PR #130, opened 2023-08-10
Rendering/sky box v2

GBirch33:
This SkyBox is a ScriptableRendererFeature and contains two separate ScriptableRenderPasses (Generate and Draw).

DCL_RenderFeature_ProceduralSkyBox = ScriptableRendererFeature
DCL_RenderPass_GenerateSkyBox = ScriptableRenderPass
DCL_RenderPass_DrawSkyBox = ScriptableRenderPass

Each pass has its own Material and Shader. The materials are programmatically generated. However the shaders have their own internal passes and includes.

Generation:
DCL_SkyBox_Procedural_Generate.shader
^ DCL_SkyBox_Data.hlsl
^ DCL_SkyBox_Vertex.hlsl
^ DCL_SkyBox_Fragment.hlsl

Draw:
DCL_SkyBox_Procedural_Draw.shader

The feature creates both of the passes and determines the RenderPassEvent for each.
Generate: BeforeRendering (So we create the cubemap skybox here)
Draw: AfterRenderingOpaques (When we draw the skybox we wait for the opaque geometry to be drawn first, this way we can reduce overdraw, as the skybox will be rendered to any area which wasn't covered by opaque geometry. If the fullscreen is covered by opaque geometry, the draw pass will fail all depth tests and the GPU will not proceed with any fragment shader calls.)

As the feature is to create a CubeMap rendertarget which is rendered to in the generate pass and then bound as a texture for the draw pass, therefore the cubemap is generated and controlled in the Feature class. We create a RTHandle instead of a RenderTarget, the reason for this is future proofing against Unity updates, as the use of RTHandles and RTHandleManager was created to fit better with their new RenderGraph functionality. The current size of each cubemap face is 1024x1024, this can be increased if necessary at a later date.

Both passes have individual settings, which are defined at the top of the feature file. 

The generate pass will create a command buffer from the static singleton CommandBufferPool, and will immediately clear the cubemap, this won't be necessary in the future as it's fullscreen render passes, so we can expect to overwrite the whole rendertarget, however for the moment this avoids unnecessary shader compilation issues. As Unity prefers not to access the command buffer directly (although not always avoidable) we often use CoreUtils to manage some of the actions, in this case we use it to set the rendertarget and also draw a fullscreen triangle (https://wallisc.github.io/rendering/2021/04/18/Fullscreen-Pass.html -> Performance benefit of a Triangle vs Quad). The generate uses the same shader, however that shader is broken up into multiple passes, which are switched by use of ShaderPasses enumeration, to help keep it clear.

The draw function accepts a material which automatically handles the shader properties through the material data and also contains which shader to use.

When it comes to the Draw pass it's a much simpler pass in regards to work done, as it's just a simple cubemap look up using 3D/UVW texture coordinate lookup. However in this pass instead of drawing a fullscreen triangle, we need to create a cube mesh, which is generated at the creation of the passes, and this mesh is rendered into the screen so that the geometry can be used as world position coordinates acting as the lookup coordinates. This pass is configured to use the cameracolor and cameradepth targets as the rendertarget for the pass, however the SkyBoxCubeMap generated in the previous pass, is bound as an input texture, so it can be referenced in the shader. The shader is currently a 2 pass option, however only one is used, as the first pass is expected to allow rendering of horizon scenery.


Explorer/Assets/DCL_RenderPass_GenerateSkyBox.cs
```diff
@@ -0,0 +1,187 @@
...
+using System.Collections.Generic;
+using UnityEngine;
+using UnityEngine.Rendering;
+using UnityEngine.Rendering.Universal;
+
+public partial class DCL_RenderFeature_ProceduralSkyBox : ScriptableRendererFeature
+{
+    public class DCL_RenderPass_GenerateSkyBox : ScriptableRenderPass
+    {
+        // public static RTHandle k_CameraTarget
```
m3taphysics, line 11: Do we need to leave the unused skybox code?

Explorer/Assets/DCL_RenderPass_DrawSkyBox.cs
```diff
@@ -0,0 +1,245 @@
...
+        }
+
+        // This method is called before executing the render pass.
+        // It can be used to configure render targets and their clear state. Also to create temporary render target textures.
+        // When empty this render pass will render to the active camera render target.
+        // You should never call CommandBuffer.SetRenderTarget. Instead call <c>ConfigureTarget</c> and <c>ConfigureClear</c>.
+        // The render pipeline will ensure target setup and clearing happens in a performant manner.
+        public override void OnCameraSetup(CommandBuffer cmd, ref RenderingData renderingData)
+        {
+            //Debug.Log("DCL_RenderPass_DrawSkyBox::OnCameraSetup");
```
m3taphysics, line 54: We can clean up this file

Explorer/Assets/DCL_SkyBox_Vertex.hlsl
```diff
@@ -0,0 +1,114 @@
...
+// #define _Current_CubeFace _CubeFaceSTUFF
+
+
+float3 ComputeCubeDirection(float2 globalTexcoord)
+{
+    float2 xy = (globalTexcoord * 2.0) - 1.0;
+    //return float3(-xy.x, -xy.y, -1.0);
+    //float3 direction = float3(-xy.x, -xy.y, -1.0);
+
+    // if(_Current_CubeFace == 0.0f)
```
m3taphysics, line 19: Maybe comment here as to why it is commented out, explaining the unity support ticket that is pending

Explorer/Assets/DCL_RenderPass_GenerateSkyBox.cs
GBirch33: Will remove and clean up

Explorer/Assets/DCL_RenderPass_DrawSkyBox.cs
GBirch33: Will remove and clean up

Explorer/Assets/DCL_SkyBox_Vertex.hlsl
GBirch33: Agreed

Explorer/Assets/DCL_RenderFeature_ProceduralSkyBox.cs
```diff
@@ -0,0 +1,196 @@
...
+}
+
+[Serializable]
+internal class ProceduralSkyBoxSettings_Draw
+{
+    // Parameters
+
+}
+
+public partial class DCL_RenderFeature_ProceduralSkyBox : ScriptableRendererFeature
```
mikhail-dcl, line 29: Do you mind following our coding convention?
`Rider` offers a "silent clean up" shortcut, you should have "Code Style Reformal DCL" set for it
The same profile should be chosen as a git commit hook
image

Explorer/Assets/DCL_RenderPass_DrawSkyBox.cs
```diff
@@ -0,0 +1,227 @@
...
+        RTHandle m_SkyBoxCubeMap_RTHandle;
+        RTHandle m_cameraColorTarget_RTHandle;
+        RTHandle m_cameraDepthTarget_RTHandle;
+        //private ScriptableRenderer m_Renderer = null;
+        Mesh m_cubeMesh = null;
+
+        private const string k_SkyBoxCubemapTextureName = "_SkyBox_Cubemap_Texture";
+        private static readonly int s_SkyBoxCubemapTextureID = Shader.PropertyToID(k_SkyBoxCubemapTextureName);
+
+        private enum ShaderPasses
```
mikhail-dcl, line 24: What is this enum for?

Explorer/Assets/DCL_RenderPass_DrawSkyBox.cs
```diff
@@ -0,0 +1,227 @@
...
+
+        // Here you can implement the rendering logic.
+        // Use <c>ScriptableRenderContext</c> to issue drawing commands or execute command buffers
+        // https://docs.unity3d.com/ScriptReference/Rendering.ScriptableRenderContext.html
+        // You don't have to call ScriptableRenderContext.submit, the render pipeline will call it at specific points in the pipeline.
+        public override void Execute(ScriptableRenderContext context, ref RenderingData renderingData)
+        {
+            if (this.m_Material_Draw == null)
+            {
+                Debug.LogErrorFormat("{0}.Execute(): Missing material. DCL_RenderPass_DrawSkyBox pass will not execute. Check for missing reference in the renderer resources.", GetType().Name);
```
mikhail-dcl, line 68: Let's introduce a new category and use our own logger instead: it's described here: https://github.com/decentraland/unity-explorer/wiki/Diagnostics#logs-management

Explorer/Assets/DCL_RenderPass_GenerateSkyBox.cs
```diff
@@ -0,0 +1,136 @@
...
+
+        internal DCL_RenderPass_GenerateSkyBox()
+        {
+            Debug.Log("DCL_RenderPass_GenerateSkyBox::Constructor");
+            Vector3 from = new Vector3(0.0f, 0.0f, 0.0f);
+            Vector3 to = new Vector3(1.0f, 0.0f, 0.0f);
+            Vector3 up = new Vector3(0.0f, 0.0f, 1.0f);
+            viewMatrix = Matrix4x4.LookAt(from, to, up);
+
+            float fov = 90.0f;
```
mikhail-dcl, line 46: Did you have a plan to expose them somehow or they are purely constant?

mikhail-dcl (changes requested):
Can you move the whole feature into a separate directory? Like `Rendering/SkyBox`?

Explorer/Assets/DCL_SkyBox_Procedural_Generate.shader
```diff
@@ -0,0 +1,109 @@
...
+        // https://support.unity.com/hc/requests/1621458
+
+        // 0 - PosX - Right
+        Pass
+        {
+            Name "SkyBox_Procedural_Generate_Right"
+
+            HLSLPROGRAM
+                #pragma multi_compile _CUBEMAP_FACE_RIGHT // shader variant approach to fix Unity Issue: 1621458
+                #pragma target 5.0
```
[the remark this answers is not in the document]
GBirch33: I was having some technical problems with the HLSL, so bumped it up to try and see if it was a shader standardisation issue, I can put this back to 3.0, only matters if we're targeting lower end hardware, there's no performance benefit from using higher shader version unless you're using something specific from that version which might not be so performant in general.

Explorer/Assets/DCL_RenderPass_GenerateSkyBox.cs
GBirch33: No longer needed, will remove.

Explorer/Assets/DCL_RenderPass_GenerateSkyBox.cs
```diff
@@ -0,0 +1,136 @@
...
+            CubeMapFace_Left = 1,
+            CubeMapFace_Up = 2,
+            CubeMapFace_Down = 3,
+            CubeMapFace_Front = 4,
+            CubeMapFace_Back = 5
+        }
+
+        internal DCL_RenderPass_GenerateSkyBox()
+        {
+            Debug.Log("DCL_RenderPass_GenerateSkyBox::Constructor");
```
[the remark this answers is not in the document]
GBirch33: No longer needed, will remove.

Explorer/Assets/DCL_RenderPass_DrawSkyBox.cs
GBirch33: Yeah it's for the shader passes, wasn't in use, but I've made changes so now it is

Explorer/Assets/DCL_RenderPass_DrawSkyBox.cs
```diff
@@ -0,0 +1,227 @@
...
+        // The render pipeline will ensure target setup and clearing happens in a performant manner.
+        public override void OnCameraSetup(CommandBuffer cmd, ref RenderingData renderingData)
+        {
+
+        }
+
+        public override void Configure(CommandBuffer cmd, RenderTextureDescriptor cameraTextureDescriptor)
+        {
+            ConfigureClear(ClearFlag.None, Color.white);
+            MakeCube();
```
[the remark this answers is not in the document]
GBirch33: It's NULL checked, but I've moved it into the constructor just to be certain.

mikhail-dcl (approved):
__________
Check each line of the listing for the word "ConfigureClear" and state how many lines contain it, with no other words.

2